= Endpoint interface =

In the Web service context the term endpoint received a formal definition with the W3C recommendation "WSDL 2.0" of 2007,

 Defines the address or connection point to a Web service. It is typically represented by a simple HTTP URL string

The term "endpoint interface" is more specific about "how to implement the endpoint", for example by an OpenAPI specification or by WSDL specification. Typical endpoints can be expressed by URI Templates.

In Open API terms the endpoints are resources that the API exposes. The old (2004) term "end point" received also a glossary definition:
 An association between a binding and a network address, specified by a URI, that may be used to communicate with an instance of a service. An end point indicates a specific location for accessing a service using a specific protocol and data format. [WSD Reqs]

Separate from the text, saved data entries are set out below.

PR #8627, opened 2024-11-20
Apprently new VS headers (or other Win .h) drop "#define NAN".

joa-quim:
This PR defines it when it«s not found (Windows only)

### DIFF
--- a/src/gmt_common_math.h
+++ b/src/gmt_common_math.h
@@ -65,17 +65,6 @@ extern "C" {
 #	define int64_abs(x) ((int64_t)(((x) >= 0) ? (x) : -(x)))
 #endif
 
-/* Apparently NAN may not be defined anymore in new Visual Studio headers.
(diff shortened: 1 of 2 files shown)


seisman:
NAN is handled in https://github.com/GenericMappingTools/gmt/blob/fa3eda07161f236a039eb68f5791edcb06850316/src/gmt_notposix.h#L335

Perhaps `_Nan._Double` is not a constant?

joa-quim:
I don't know where `_Nan._Double` is coming from, but since my previous fix seems to solve it (the Win CI built fine), I now moved that NAN definition to `gmt_notposix.h`

seisman:
`_Nan` was originally defined in `ymath.h` but was moved to another file in https://github.com/microsoft/STL/pull/2828.

seisman (approved):

joa-quim:
Deeper than `ymath.h`. There I looked, but it includes others, that include others ...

== SOAP and Java context ==
A SOAP-based web service can be implemented as a single Java class. An endpoint interface, also known as a service endpoint interface (SEI), is a term used in Java Platform, Enterprise Edition when exposing Enterprise JavaBeans as a Web service (see also Service Implementation Bean (SIB)). It is annotated with @WebService and is a component interface, which declares all the abstract methods that are exposed to the client. As it extends the java.rmi.Remote interface, all methods must throw the RemoteException. A Web service client accesses a stateless session bean through the bean's Web service endpoint interface. Like a remote interface, a Web service endpoint interface defines the business methods of the bean.

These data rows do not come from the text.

PR #8628, opened 2024-11-21
Improve the patch for NaN with MSVC

seisman:

Not sure what's happening. Changes in PR #8627 passed in that PR, but failed after merging into the master branch (see https://github.com/GenericMappingTools/gmt/actions/runs/11934957233/job/33265224118).

ChatGPT told me:

> In C, a static const variable at global scope must be initialized with a constant expression that can be evaluated at compile time. However:
> 
> (1e+300 * 1e+300) * 0.0F involves floating-point arithmetic, which is not considered a compile-time constant in most C compilers.
>
> HUGE_VAL - HUGE_VAL is also not a compile-time constant for the same reason.

So, this PR improves the definition NAN without any floating-point arithmetic.

With the new patch, the conda-forge building in https://github.com/conda-forge/gmt-feedstock/pull/302 passes.

### DIFF
--- a/src/gmt_notposix.h
+++ b/src/gmt_notposix.h
@@ -331,9 +331,16 @@
 
 #ifndef NAN
 #	ifdef _MSC_VER
-#		define NAN (-(float)(((float)(1e+300 * 1e+300)) * 0.0F));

In contrast to a remote interface, a Web service endpoint interface is not accompanied by a home interface, which defines the bean's life-cycle methods. The only methods of the bean that may be invoked by a Web service client are the business methods that are defined in the Web service endpoint interface.

The methods of an endpoint interface for a Web service are implemented in a session bean class that is stateless.